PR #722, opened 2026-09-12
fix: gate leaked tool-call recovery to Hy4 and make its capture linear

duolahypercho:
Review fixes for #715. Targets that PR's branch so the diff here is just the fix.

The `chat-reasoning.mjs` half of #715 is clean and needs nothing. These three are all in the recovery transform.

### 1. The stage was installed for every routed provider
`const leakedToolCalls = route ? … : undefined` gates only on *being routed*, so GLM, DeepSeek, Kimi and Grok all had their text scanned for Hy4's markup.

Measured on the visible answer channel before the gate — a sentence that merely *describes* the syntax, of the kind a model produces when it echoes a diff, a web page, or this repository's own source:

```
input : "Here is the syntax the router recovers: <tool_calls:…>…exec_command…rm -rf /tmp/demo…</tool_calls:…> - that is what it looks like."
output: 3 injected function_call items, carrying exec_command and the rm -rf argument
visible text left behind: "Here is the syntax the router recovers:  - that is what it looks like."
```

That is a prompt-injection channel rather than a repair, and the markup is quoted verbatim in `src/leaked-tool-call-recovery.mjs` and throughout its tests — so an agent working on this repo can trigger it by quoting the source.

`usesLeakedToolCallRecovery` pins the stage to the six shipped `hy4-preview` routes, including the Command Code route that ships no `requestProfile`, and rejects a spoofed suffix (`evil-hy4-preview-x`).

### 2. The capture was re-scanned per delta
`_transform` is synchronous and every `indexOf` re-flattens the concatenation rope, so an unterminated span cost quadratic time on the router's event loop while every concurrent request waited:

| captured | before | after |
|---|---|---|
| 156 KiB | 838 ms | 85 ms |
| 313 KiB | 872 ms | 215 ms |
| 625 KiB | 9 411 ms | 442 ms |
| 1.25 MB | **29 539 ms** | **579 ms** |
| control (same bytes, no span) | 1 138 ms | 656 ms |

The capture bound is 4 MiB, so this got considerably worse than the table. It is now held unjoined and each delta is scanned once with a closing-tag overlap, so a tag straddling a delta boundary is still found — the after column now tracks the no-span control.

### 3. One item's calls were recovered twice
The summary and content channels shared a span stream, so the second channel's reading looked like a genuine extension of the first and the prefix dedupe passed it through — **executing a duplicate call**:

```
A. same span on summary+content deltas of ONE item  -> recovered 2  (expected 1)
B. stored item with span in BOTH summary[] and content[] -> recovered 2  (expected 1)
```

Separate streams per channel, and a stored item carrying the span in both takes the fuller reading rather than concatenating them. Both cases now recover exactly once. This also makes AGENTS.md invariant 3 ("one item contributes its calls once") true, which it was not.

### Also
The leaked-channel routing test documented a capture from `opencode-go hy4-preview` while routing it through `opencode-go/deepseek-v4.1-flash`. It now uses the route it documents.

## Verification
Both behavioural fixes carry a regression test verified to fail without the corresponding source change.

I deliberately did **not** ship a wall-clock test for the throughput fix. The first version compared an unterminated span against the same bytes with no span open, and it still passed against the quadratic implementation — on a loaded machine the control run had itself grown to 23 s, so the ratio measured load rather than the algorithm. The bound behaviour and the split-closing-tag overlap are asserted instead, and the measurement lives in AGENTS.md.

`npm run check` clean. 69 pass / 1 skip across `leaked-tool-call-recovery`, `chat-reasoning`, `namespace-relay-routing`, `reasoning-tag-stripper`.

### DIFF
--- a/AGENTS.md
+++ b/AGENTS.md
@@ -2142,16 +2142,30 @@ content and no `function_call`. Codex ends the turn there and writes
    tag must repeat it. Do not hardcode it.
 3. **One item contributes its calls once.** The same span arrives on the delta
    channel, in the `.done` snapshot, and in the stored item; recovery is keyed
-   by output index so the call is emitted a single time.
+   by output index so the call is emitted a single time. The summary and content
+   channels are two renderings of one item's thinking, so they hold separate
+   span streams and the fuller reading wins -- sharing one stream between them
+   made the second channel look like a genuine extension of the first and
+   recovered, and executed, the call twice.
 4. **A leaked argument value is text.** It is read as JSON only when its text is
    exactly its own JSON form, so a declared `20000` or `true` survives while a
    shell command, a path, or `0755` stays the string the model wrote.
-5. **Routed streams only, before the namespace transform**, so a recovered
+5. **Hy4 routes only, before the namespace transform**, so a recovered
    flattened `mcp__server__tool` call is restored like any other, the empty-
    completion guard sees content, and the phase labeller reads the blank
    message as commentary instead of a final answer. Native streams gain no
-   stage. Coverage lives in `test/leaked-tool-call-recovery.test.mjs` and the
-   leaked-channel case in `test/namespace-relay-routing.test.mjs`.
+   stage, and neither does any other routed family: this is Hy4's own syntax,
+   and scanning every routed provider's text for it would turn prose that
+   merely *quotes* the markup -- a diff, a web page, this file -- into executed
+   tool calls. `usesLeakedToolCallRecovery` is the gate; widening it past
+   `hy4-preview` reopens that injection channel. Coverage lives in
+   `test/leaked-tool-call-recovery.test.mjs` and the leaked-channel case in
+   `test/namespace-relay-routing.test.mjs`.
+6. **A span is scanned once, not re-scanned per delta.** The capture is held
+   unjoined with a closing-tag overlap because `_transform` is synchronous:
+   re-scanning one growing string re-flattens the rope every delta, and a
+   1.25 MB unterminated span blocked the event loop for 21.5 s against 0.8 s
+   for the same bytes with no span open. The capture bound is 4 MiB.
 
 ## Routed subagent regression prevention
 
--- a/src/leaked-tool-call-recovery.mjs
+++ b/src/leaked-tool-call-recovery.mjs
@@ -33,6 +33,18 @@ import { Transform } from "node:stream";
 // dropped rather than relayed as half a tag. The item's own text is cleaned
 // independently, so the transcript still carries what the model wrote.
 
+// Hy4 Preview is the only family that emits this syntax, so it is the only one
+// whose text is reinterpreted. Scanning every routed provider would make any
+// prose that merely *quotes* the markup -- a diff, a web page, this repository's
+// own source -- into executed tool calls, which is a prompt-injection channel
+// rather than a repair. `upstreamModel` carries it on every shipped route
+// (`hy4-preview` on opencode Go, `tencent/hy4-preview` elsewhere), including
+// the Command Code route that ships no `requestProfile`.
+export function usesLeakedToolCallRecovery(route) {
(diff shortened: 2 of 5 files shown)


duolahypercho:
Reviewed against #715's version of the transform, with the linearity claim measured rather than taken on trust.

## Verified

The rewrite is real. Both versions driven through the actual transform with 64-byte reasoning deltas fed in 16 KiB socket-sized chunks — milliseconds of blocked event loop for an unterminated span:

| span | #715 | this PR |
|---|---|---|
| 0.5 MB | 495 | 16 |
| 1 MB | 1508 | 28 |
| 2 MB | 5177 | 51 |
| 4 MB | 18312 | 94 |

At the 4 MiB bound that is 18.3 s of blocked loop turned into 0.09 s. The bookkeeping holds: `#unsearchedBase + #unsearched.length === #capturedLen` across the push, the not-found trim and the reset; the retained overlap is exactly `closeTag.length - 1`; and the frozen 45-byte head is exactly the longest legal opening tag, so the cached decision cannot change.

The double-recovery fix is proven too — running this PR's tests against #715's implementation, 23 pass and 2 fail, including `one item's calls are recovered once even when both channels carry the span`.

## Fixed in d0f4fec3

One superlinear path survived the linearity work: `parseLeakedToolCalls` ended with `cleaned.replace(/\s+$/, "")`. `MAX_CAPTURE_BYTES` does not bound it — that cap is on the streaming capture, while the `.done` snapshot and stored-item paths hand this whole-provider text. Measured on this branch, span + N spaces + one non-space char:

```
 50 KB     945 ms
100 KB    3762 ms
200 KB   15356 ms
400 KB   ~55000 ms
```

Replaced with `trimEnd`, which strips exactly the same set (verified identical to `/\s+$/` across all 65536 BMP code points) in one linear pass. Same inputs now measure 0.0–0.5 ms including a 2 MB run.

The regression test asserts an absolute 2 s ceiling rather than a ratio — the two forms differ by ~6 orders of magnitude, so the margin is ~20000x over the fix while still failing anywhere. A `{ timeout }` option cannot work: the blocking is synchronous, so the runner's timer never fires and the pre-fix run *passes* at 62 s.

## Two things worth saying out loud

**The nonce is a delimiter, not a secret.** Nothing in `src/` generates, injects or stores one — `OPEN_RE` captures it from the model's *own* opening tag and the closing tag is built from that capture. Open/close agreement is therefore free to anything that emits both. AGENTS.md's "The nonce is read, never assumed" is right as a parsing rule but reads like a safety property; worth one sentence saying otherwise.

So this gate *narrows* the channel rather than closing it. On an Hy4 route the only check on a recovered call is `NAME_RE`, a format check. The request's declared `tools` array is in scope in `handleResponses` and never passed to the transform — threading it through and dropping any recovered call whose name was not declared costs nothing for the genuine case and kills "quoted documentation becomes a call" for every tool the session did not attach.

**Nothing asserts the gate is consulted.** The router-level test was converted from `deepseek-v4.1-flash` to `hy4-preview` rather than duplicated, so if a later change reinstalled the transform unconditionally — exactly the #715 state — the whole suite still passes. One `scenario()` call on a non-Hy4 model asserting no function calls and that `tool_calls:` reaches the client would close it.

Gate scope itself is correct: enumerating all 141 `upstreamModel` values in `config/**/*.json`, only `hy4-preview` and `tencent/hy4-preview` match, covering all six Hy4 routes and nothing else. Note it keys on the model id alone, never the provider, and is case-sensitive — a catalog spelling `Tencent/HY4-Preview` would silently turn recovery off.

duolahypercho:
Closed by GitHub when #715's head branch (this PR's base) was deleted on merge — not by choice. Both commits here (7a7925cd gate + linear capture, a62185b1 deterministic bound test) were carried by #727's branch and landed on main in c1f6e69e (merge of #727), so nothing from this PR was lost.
·····
• **Task description**: What lines in the listing above contain the word "done"? Show each one.

• **Response**:
    channel, in the `.done` snapshot, and in the stored item; recovery is keyed
One superlinear path survived the linearity work: `parseLeakedToolCalls` ended with `cleaned.replace(/\s+$/, "")`. `MAX_CAPTURE_BYTES` does not bound it — that cap is on the streaming capture, while the `.done` snapshot and stored-item paths hand this whole-provider text. Measured on this branch, span + N spaces + one non-space char:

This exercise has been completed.